Segment Start: INPUT MATERIAL
PR #271, opened 2019-10-09
add marc_date_range macro

ndushay:
## Why was this change made?

`marc_date_range` macro is for populating `cho_date_range_norm` field from MARC data;  penn-marc and michigan provide marc data.

Note that I have a branch for penn/marc to use this macro and it ran ok (but I didn't check the output)

n/a


lib/macros/date_parsing.rb
```diff
@@ -56,6 +56,28 @@ def fgdc_date_range
...
+    # Extracts dates from slice of MARC 008 field
+    #  to_field "date_range", extract_marc("008[06-14]"), marc_date_range
+    # see https://www.loc.gov/marc/bibliographic/bd008a.html
+    # does NOT work for BC dates (or negative dates) - because MARC 008 isn't set up for that
+    def marc_date_range
+      lambda do |_record, accumulator, _context|
+        val = accumulator.first
+        date_type = val[0]
+        if date_type == 's'
+          first_year = ParseDate.earliest_year(val[1, 4])
```
mjgiarlo: Can you use range syntax here too like you do in the `elsif` block? Or use the comma syntax in both places? Doesn't matter much which you choose as long as it's consistent.

ndushay: done - good catch.

spec/lib/traject/macros/date_parsing_spec.rb
```diff
@@ -114,6 +114,40 @@
...
+      'q159u159u' => (1590..1599).to_a,
+      's1554    ' => [1554],
+      's15uu    ' => (1500..1599).to_a,
+      's193u    ' => (1930..1939).to_a,
+      's08uu    ' => (800..899).to_a
+    }.each_pair do |raw_val, expected|
+      it "#{raw_val} from 008[06-14] gets correct result" do
+        get_raw_val = lambda do |record, accumulator|
+          accumulator << record[:raw]
+        end
```
mjgiarlo: It looks like this code is repeated in both tests. Could it get moved into a `let(:get_raw_val) do ... end` right inside the `describe` block?

ndushay: for only 2 test blocks, I didn't think it worth it.  Also, I have bumped into a lot of "you can't do this outside of an it block" and such, as well as scoping issues for these tests. 

Sandi Metz:  2 repeats - hold your nose.  3 repeats - really hold your nose.   4 repeats - refactor.

ndushay: I have had second thoughts about my response - DRY-it-up commit coming imminently

ndushay: and ... done.

spec/lib/traject/macros/date_parsing_spec.rb
```diff
@@ -114,6 +114,37 @@
     end
   end
 
+  describe '#marc_date_range' do
+    get_raw_val = lambda do |record, accumulator|
+      accumulator << record[:raw]
+    end
```
mjgiarlo: Would you consider replacing this with:

```ruby
let(:get_raw_val) do
  lambda do |record, accumulator|
    accumulator << record[:raw]
  end
end
```

That looks more rspec-y than having a variable declaration in a `describe` block.

ndushay: sure!  wow, picky!

ndushay:
Mike, while I appreciate all I'm learning here, I'm wondering about the time spent and Sandi Metz "you do not have a god given right to create perfect code."

PR #275, opened 2019-10-10
Add array_from_range macro

aaron-collier:
## Why was this change made?

This adds a macro that will take the range dates available in AUC (and other collections) as "yyyy; yyyy; yyyy;..." and return an array.

N/A

### DIFF
--- a/lib/macros/date_parsing.rb
+++ b/lib/macros/date_parsing.rb
@@ -16,7 +16,7 @@ module Macros
 
         range_years = accumulator.first.delete(' ')
 
-        unless range_years.=~(/^[0-9-;]+$/)
+        unless range_years.match?(/^[0-9-;]+$/)
           accumulator.replace([])
           return
         end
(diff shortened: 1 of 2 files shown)


lib/macros/date_parsing.rb
```diff
@@ -7,6 +7,24 @@
...
+    # get array of year values in range, when string is:
+    # yyyy; yyyy; yyyy; yyyy; yyyy
+    # works with negative years, but will return an emtpy set of a string is detected
+    def array_from_range
+      lambda do |_record, accumulator|
+        return if accumulator.empty?
+
+        range_years = accumulator.first.delete(' ')
+
+        unless range_years.=~(/^[0-9-;]+$/)
```
ndushay: i haven't seen this notation (with the dot) before.  it's a little ... compact?  Wow.

aaron-collier: Good catch, it works.. but it should really be without the dot and the parens, so pushed up a quick change.

PR #280, opened 2019-10-11
American numismatic date parsing

jacobthill:
## Why was this change made?

- Adds macro to parse American Numismatic Society dates
- Calls macro in numismatic_config.rb
- Adds tests for macro

n/a

### DIFF
--- a/spec/lib/traject/macros/date_parsing_spec.rb
+++ b/spec/lib/traject/macros/date_parsing_spec.rb
@@ -36,6 +36,12 @@ RSpec.describe Macros::DateParsing do
     end
   end
 
+  let(:raw_val_lambda) do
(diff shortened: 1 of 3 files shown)


spec/lib/traject/macros/date_parsing_spec.rb
```diff
@@ -12,6 +12,10 @@
     end
   end
 
+  let(:raw_val_lambda) do
+    lambda do |record, accumulator|
+      accumulator << record[:raw]
+
```
mjgiarlo: You're missing a couple `end` statements here: one to terminate the `lambda do` and one to terminate the `let() do`.

jacobthill:
Not sure what to do about this error.

PR #287, opened 2019-10-15
add Arabic translation map for cho_has_type

### LINKED ISSUE #155: Normalize incoming types to cho_has_type
There are three type values in the dlme [application_profile](https://github.com/sul-dlss/dlme/blob/master/docs/application_profile.md): cho_edm_type, cho_type, and cho_has_type. The first is implemented, the second is used to store type values passed through from the incoming data without alteration, the third (cho_has_type) needs to be implemented as sub categories of cho_edm_type which captures the type of media (e.g. records with cho_edm_type=Image can be assigned cho_has_type values of 'postcard', 'coin', 'poster', 'painting', 'photograph', etc.)

To do before writing requirements: 
- [ ] create Arabic equivalent of translation maps

jacobthill:
## Why was this change made?
Add Arabic translation map for cho_has_type values, closes #155. An additional translation map may be necessary but this won't be clear until the mapping is underway.

n/a

### DIFF
--- a/lib/translation_maps/norm_has_type_to_ar.yaml
+++ b/lib/translation_maps/norm_has_type_to_ar.yaml
@@ -1,4 +1,3 @@
-
 Cultural Artifact: قطعة أثرية ثقافية
 Drawing: رسم
 Map: خريطة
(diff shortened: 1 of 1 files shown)


lib/translation_maps/norm_has_type_to_ar.yaml
```diff
@@ -0,0 +1,16 @@
+
```
mjgiarlo: Is the blank line here intentional? Dunno if it's problematic but thought I'd ask first!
Segment End: INPUT MATERIAL
» **PROMPT**
Restate every line of the data above exactly as it was written.

» **YOUR RESPONSE**
PR #271, opened 2019-10-09
add marc_date_range macro

ndushay:
## Why was this change made?

`marc_date_range` macro is for populating `cho_date_range_norm` field from MARC data;  penn-marc and michigan provide marc data.

Note that I have a branch for penn/marc to use this macro and it ran ok (but I didn't check the output)

n/a


lib/macros/date_parsing.rb
```diff
@@ -56,6 +56,28 @@ def fgdc_date_range
...
+    # Extracts dates from slice of MARC 008 field
+    #  to_field "date_range", extract_marc("008[06-14]"), marc_date_range
+    # see https://www.loc.gov/marc/bibliographic/bd008a.html
+    # does NOT work for BC dates (or negative dates) - because MARC 008 isn't set up for that
+    def marc_date_range
+      lambda do |_record, accumulator, _context|
+        val = accumulator.first
+        date_type = val[0]
+        if date_type == 's'
+          first_year = ParseDate.earliest_year(val[1, 4])
```
mjgiarlo: Can you use range syntax here too like you do in the `elsif` block? Or use the comma syntax in both places? Doesn't matter much which you choose as long as it's consistent.

ndushay: done - good catch.

spec/lib/traject/macros/date_parsing_spec.rb
```diff
@@ -114,6 +114,40 @@
...
+      'q159u159u' => (1590..1599).to_a,
+      's1554    ' => [1554],
+      's15uu    ' => (1500..1599).to_a,
+      's193u    ' => (1930..1939).to_a,
+      's08uu    ' => (800..899).to_a
+    }.each_pair do |raw_val, expected|
+      it "#{raw_val} from 008[06-14] gets correct result" do
+        get_raw_val = lambda do |record, accumulator|
+          accumulator << record[:raw]
+        end
```
mjgiarlo: It looks like this code is repeated in both tests. Could it get moved into a `let(:get_raw_val) do ... end` right inside the `describe` block?

ndushay: for only 2 test blocks, I didn't think it worth it.  Also, I have bumped into a lot of "you can't do this outside of an it block" and such, as well as scoping issues for these tests. 

Sandi Metz:  2 repeats - hold your nose.  3 repeats - really hold your nose.   4 repeats - refactor.

ndushay: I have had second thoughts about my response - DRY-it-up commit coming imminently

ndushay: and ... done.

spec/lib/traject/macros/date_parsing_spec.rb
```diff
@@ -114,6 +114,37 @@
     end
   end
 
+  describe '#marc_date_range' do
+    get_raw_val = lambda do |record, accumulator|
+      accumulator << record[:raw]
+    end
```
mjgiarlo: Would you consider replacing this with:

```ruby
let(:get_raw_val) do
  lambda do |record, accumulator|
    accumulator << record[:raw]
  end
end
```

That looks more rspec-y than having a variable declaration in a `describe` block.

ndushay: sure!  wow, picky!

ndushay:
Mike, while I appreciate all I'm learning here, I'm wondering about the time spent and Sandi Metz "you do not have a god given right to create perfect code."

PR #275, opened 2019-10-10
Add array_from_range macro

aaron-collier:
## Why was this change made?

This adds a macro that will take the range dates available in AUC (and other collections) as "yyyy; yyyy; yyyy;..." and return an array.

N/A

### DIFF
--- a/lib/macros/date_parsing.rb
+++ b/lib/macros/date_parsing.rb
@@ -16,7 +16,7 @@ module Macros
 
         range_years = accumulator.first.delete(' ')
 
-        unless range_years.=~(/^[0-9-;]+$/)
+        unless range_years.match?(/^[0-9-;]+$/)
           accumulator.replace([])
           return
         end
(diff shortened: 1 of 2 files shown)


lib/macros/date_parsing.rb
```diff
@@ -7,6 +7,24 @@
...
+    # get array of year values in range, when string is:
+    # yyyy; yyyy; yyyy; yyyy; yyyy
+    # works with negative years, but will return an emtpy set of a string is detected
+    def array_from_range
+      lambda do |_record, accumulator|
+        return if accumulator.empty?
+
+        range_years = accumulator.first.delete(' ')
+
+        unless range_years.=~(/^[0-9-;]+$/)
```
ndushay: i haven't seen this notation (with the dot) before.  it's a little ... compact?  Wow.

aaron-collier: Good catch, it works.. but it should really be without the dot and the parens, so pushed up a quick change.

PR #280, opened 2019-10-11
American numismatic date parsing

jacobthill:
## Why was this change made?

- Adds macro to parse American Numismatic Society dates
- Calls macro in numismatic_config.rb
- Adds tests for macro

n/a

### DIFF
--- a/spec/lib/traject/macros/date_parsing_spec.rb
+++ b/spec/lib/traject/macros/date_parsing_spec.rb
@@ -36,6 +36,12 @@ RSpec.describe Macros::DateParsing do
     end
   end
 
+  let(:raw_val_lambda) do
(diff shortened: 1 of 3 files shown)


spec/lib/traject/macros/date_parsing_spec.rb
```diff
@@ -12,6 +12,10 @@
     end
   end
 
+  let(:raw_val_lambda) do
+    lambda do |record, accumulator|
+      accumulator << record[:raw]
+
```
mjgiarlo: You're missing a couple `end` statements here: one to terminate the `lambda do` and one to terminate the `let() do`.

jacobthill:
Not sure what to do about this error.

PR #287, opened 2019-10-15
add Arabic translation map for cho_has_type

### LINKED ISSUE #155: Normalize incoming types to cho_has_type
There are three type values in the dlme [application_profile](https://github.com/sul-dlss/dlme/blob/master/docs/application_profile.md): cho_edm_type, cho_type, and cho_has_type. The first is implemented, the second is used to store type values passed through from the incoming data without alteration, the third (cho_has_type) needs to be implemented as sub categories of cho_edm_type which captures the type of media (e.g. records with cho_edm_type=Image can be assigned cho_has_type values of 'postcard', 'coin', 'poster', 'painting', 'photograph', etc.)

To do before writing requirements: 
- [ ] create Arabic equivalent of translation maps

jacobthill:
## Why was this change made?
Add Arabic translation map for cho_has_type values, closes #155. An additional translation map may be necessary but this won't be clear until the mapping is underway.

n/a

### DIFF
--- a/lib/translation_maps/norm_has_type_to_ar.yaml
+++ b/lib/translation_maps/norm_has_type_to_ar.yaml
@@ -1,4 +1,3 @@
-
 Cultural Artifact: قطعة أثرية ثقافية
 Drawing: رسم
 Map: خريطة
(diff shortened: 1 of 1 files shown)


lib/translation_maps/norm_has_type_to_ar.yaml
```diff
@@ -0,0 +1,16 @@
+
```
mjgiarlo: Is the blank line here intentional? Dunno if it's problematic but thought I'd ask first!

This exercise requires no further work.